# Exercise aim
Scan the records below for the line containing "Issue #384, opened 2015-09-30" and the line containing "meant as WIP or ready for merge?". Copy both, plus every line between, exactly.

# Provided material

============================================================

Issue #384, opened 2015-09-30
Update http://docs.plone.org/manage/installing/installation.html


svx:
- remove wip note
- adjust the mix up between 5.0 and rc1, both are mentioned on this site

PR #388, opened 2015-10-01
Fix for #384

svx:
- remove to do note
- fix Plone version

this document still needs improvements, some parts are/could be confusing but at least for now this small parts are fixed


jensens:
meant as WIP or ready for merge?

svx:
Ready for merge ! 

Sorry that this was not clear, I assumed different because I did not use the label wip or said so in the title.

============================================================

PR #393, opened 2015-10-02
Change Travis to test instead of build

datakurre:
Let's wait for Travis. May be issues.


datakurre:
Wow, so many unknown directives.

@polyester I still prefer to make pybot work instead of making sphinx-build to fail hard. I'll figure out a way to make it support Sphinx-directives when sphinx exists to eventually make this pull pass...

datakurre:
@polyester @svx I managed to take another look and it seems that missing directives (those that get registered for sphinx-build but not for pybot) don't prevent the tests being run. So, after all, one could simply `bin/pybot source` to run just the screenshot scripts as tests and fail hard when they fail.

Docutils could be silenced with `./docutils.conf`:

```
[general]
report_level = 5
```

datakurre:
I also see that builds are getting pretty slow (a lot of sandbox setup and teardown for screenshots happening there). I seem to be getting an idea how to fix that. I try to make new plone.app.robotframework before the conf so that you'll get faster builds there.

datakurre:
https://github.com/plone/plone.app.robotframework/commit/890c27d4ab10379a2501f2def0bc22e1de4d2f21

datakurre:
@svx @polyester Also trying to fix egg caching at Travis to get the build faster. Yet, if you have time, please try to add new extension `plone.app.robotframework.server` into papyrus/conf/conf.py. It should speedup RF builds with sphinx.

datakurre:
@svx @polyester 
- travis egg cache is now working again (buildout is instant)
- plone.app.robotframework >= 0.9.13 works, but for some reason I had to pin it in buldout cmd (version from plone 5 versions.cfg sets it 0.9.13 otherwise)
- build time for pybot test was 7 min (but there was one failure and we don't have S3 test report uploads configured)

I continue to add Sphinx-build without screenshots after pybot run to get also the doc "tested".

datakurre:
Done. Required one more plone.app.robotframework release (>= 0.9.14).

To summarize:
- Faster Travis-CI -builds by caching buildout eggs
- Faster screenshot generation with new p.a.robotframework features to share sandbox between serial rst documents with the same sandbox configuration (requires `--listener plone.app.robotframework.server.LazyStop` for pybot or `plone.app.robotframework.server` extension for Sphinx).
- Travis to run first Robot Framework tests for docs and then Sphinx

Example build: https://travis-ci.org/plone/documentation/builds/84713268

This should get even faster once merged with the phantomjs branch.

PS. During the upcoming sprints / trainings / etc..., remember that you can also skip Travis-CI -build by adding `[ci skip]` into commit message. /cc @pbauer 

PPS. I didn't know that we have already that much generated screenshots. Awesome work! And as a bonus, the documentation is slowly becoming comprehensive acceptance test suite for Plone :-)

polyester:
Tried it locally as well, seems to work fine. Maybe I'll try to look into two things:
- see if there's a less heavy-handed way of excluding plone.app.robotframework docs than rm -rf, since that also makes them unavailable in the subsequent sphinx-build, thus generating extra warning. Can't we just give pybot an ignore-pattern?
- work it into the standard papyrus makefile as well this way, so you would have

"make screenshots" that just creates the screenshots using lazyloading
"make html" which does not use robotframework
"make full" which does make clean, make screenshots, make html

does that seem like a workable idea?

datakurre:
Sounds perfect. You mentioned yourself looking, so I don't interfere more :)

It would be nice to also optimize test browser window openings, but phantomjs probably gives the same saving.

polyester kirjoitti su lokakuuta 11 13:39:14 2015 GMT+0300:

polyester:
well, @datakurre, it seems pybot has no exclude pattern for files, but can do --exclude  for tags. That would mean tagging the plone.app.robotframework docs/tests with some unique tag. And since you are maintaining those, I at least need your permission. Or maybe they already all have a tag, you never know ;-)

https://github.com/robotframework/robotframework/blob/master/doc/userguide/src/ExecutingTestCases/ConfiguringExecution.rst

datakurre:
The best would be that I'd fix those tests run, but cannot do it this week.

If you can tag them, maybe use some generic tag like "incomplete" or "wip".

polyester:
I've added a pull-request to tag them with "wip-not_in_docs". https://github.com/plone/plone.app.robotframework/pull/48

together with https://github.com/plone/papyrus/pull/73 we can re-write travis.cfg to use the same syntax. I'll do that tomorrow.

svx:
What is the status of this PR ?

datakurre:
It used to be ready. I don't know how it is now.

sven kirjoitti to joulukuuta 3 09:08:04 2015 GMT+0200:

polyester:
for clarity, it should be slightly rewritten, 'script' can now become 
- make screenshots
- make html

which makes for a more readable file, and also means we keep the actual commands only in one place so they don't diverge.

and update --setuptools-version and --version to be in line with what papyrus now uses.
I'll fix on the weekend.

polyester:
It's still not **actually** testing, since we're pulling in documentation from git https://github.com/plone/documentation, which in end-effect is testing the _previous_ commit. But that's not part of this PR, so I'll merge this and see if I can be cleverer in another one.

============================================================

# Result
Issue #384, opened 2015-09-30
Update http://docs.plone.org/manage/installing/installation.html


svx:
- remove wip note
- adjust the mix up between 5.0 and rc1, both are mentioned on this site

PR #388, opened 2015-10-01
Fix for #384

svx:
- remove to do note
- fix Plone version

this document still needs improvements, some parts are/could be confusing but at least for now this small parts are fixed


jensens:
meant as WIP or ready for merge?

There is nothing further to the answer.